--- WHAT YOU WILL DO ---
From the records below, transcribe exactly the lines that begin at the line with "## Description" and end at the line with "- captures complete", both included.

:: DATA FOR THIS EXERCISE ::

PR #446, opened 2026-09-01
Optimize row-wise SQLGetData

saurabh500:
## Description

This draft removes the remaining overhead in row-wise `SQLGetData` on top of the result-set buffering merged through #418:

- caches UTF-16 column names instead of allocating on every `SQLDescribeColW` call;
- keeps the TDS client installed when a requested value is already synchronously buffered;
- captures complete eligible rows during single-row `SQLFetch`;
- captures the contiguous inline prefix of mixed rows while leaving trailing PLP values deferred for normal streaming;
- delivers common buffered numeric, temporal, GUID, binary, and string conversions directly;
- safely clears recycled row slots when deferred values are not overwritten.

The mixed-row path mirrors msodbcsql's split between materialized fixed columns and deferred unbound long data. Leading-PLP/no-prefix, encrypted, bound, multi-row, incomplete, retry, cancellation, and terminal-exhaustion paths retain their existing behavior.

## Performance

Official Linux ADO run [171863](https://sqlclientdrivers.visualstudio.com/mssql-rs/_build/results?buildId=171863&view=results) at commit `49f2ccb4`, five repetitions per workload, packet size 16192, Microsoft ODBC Driver 18.6.2.1, and pinned Rust baseline `c453af2c`.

:::

--- RESPONSE BOX ---
## Description

This draft removes the remaining overhead in row-wise `SQLGetData` on top of the result-set buffering merged through #418:

- caches UTF-16 column names instead of allocating on every `SQLDescribeColW` call;
- keeps the TDS client installed when a requested value is already synchronously buffered;
- captures complete eligible rows during single-row `SQLFetch`;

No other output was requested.